Can I use both Yieldstreet and Percent?
Yes. Many alternative investment portfolios benefit from diversification across platforms. Yieldstreet and Percent overlap in some asset classes but may offer different deal structures, fee models, and investment approaches.
Which platform has better returns?
Historical returns vary by specific investment and time period. Yieldstreet has a higher overall rating, but past performance doesn't guarantee future results. Both platforms provide different risk-return profiles depending on the specific offerings you choose.

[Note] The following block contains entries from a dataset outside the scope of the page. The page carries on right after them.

PR #29393, opened 2017-10-30
Fix folder upload race condition

PVince81:
## Description
When uploading the same folder twice, sometimes a race condition is
triggered where some of the first uploaded items finish faster and
trigger the "end of transfer" event even though there are further items
to upload.

This fix prevents the end of transfer event to clear the list of uploads
so it can continue.

## Related Issue
Fixes https://github.com/owncloud/core/issues/28844

## How Has This Been Tested?
Manual testing, see ticket.

## Types of changes

- [x] Bug fix (non-breaking change which fixes an issue)
- [ ] New feature (non-breaking change which adds functionality)
- [ ] Breaking change (fix or feature that would cause existing functionality to change)

## Checklist:

- [x] My code follows the code style of this project.
- [ ] My change requires a change to the documentation.
- [ ] I have updated the documentation accordingly.
- [x] I have read the **CONTRIBUTING** document.
- [ ] I have added tests to cover my changes.
- [x] All new and existing tests passed.

PR #29435, opened 2017-11-03
[stable10] Fix folder upload race condition

PVince81:
Backport of https://github.com/owncloud/core/pull/29393 to stable10


apps/files/js/file-upload.js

Are Yieldstreet and Percent safe?
Both platforms are legitimate, regulated investment services. Yieldstreet is regulated by SEC. Percent is regulated by SEC. As with all alternative investments, there is inherent risk — these are generally illiquid, long-term investments and not FDIC insured.
Percent Asset Classes
Yieldstreet Asset Classes
Percent
Pros
- +Low minimum investment of $500 makes private credit accessible to retail accredited investors
- +Competitive fee structure at 1% management fee plus 10% of yield, below industry standards
- +Strong historical returns averaging 14.47% for matured deals with 14.9% in 2024
- +Transparent fee disclosure and pricing model
Cons
- −Requires accredited investor status, limiting accessibility to high-net-worth individuals
- −Capital is illiquid and locked in for the duration of each deal
- −3.51% charge-off rate indicates default risk in portfolio
- −Higher yields come with higher risk profiles than traditional investments
Yieldstreet
Pros
- +Offers 10+ alternative asset classes including art, real estate, venture capital, and private credit on single platform
- +Prism Fund available to non-accredited investors with lower $2,500 minimum investment
- +Historical net annualized return of 7.4% since 2015 outperforms traditional stock/bond portfolios
- +Willow 360 automated investing solution provides diversified portfolio management across three professional fund managers
Cons
- −Not accredited by Better Business Bureau and receives lackluster reviews with positive feedback primarily from 2022 and earlier
- −Individual offerings require accredited investor status with net worth exceeding $1 million
- −Management fees range from 0% to 2.5% annually plus additional originator and administrative fees
- −Most investments are illiquid with limited secondary market for early exits
Disclaimer: ModernAlts is an independent research platform. We may receive compensation from platforms we review. Nothing on this site constitutes investment, legal, or tax advice. Alternative investments involve risk including possible loss of principal. Past performance is not indicative of future results.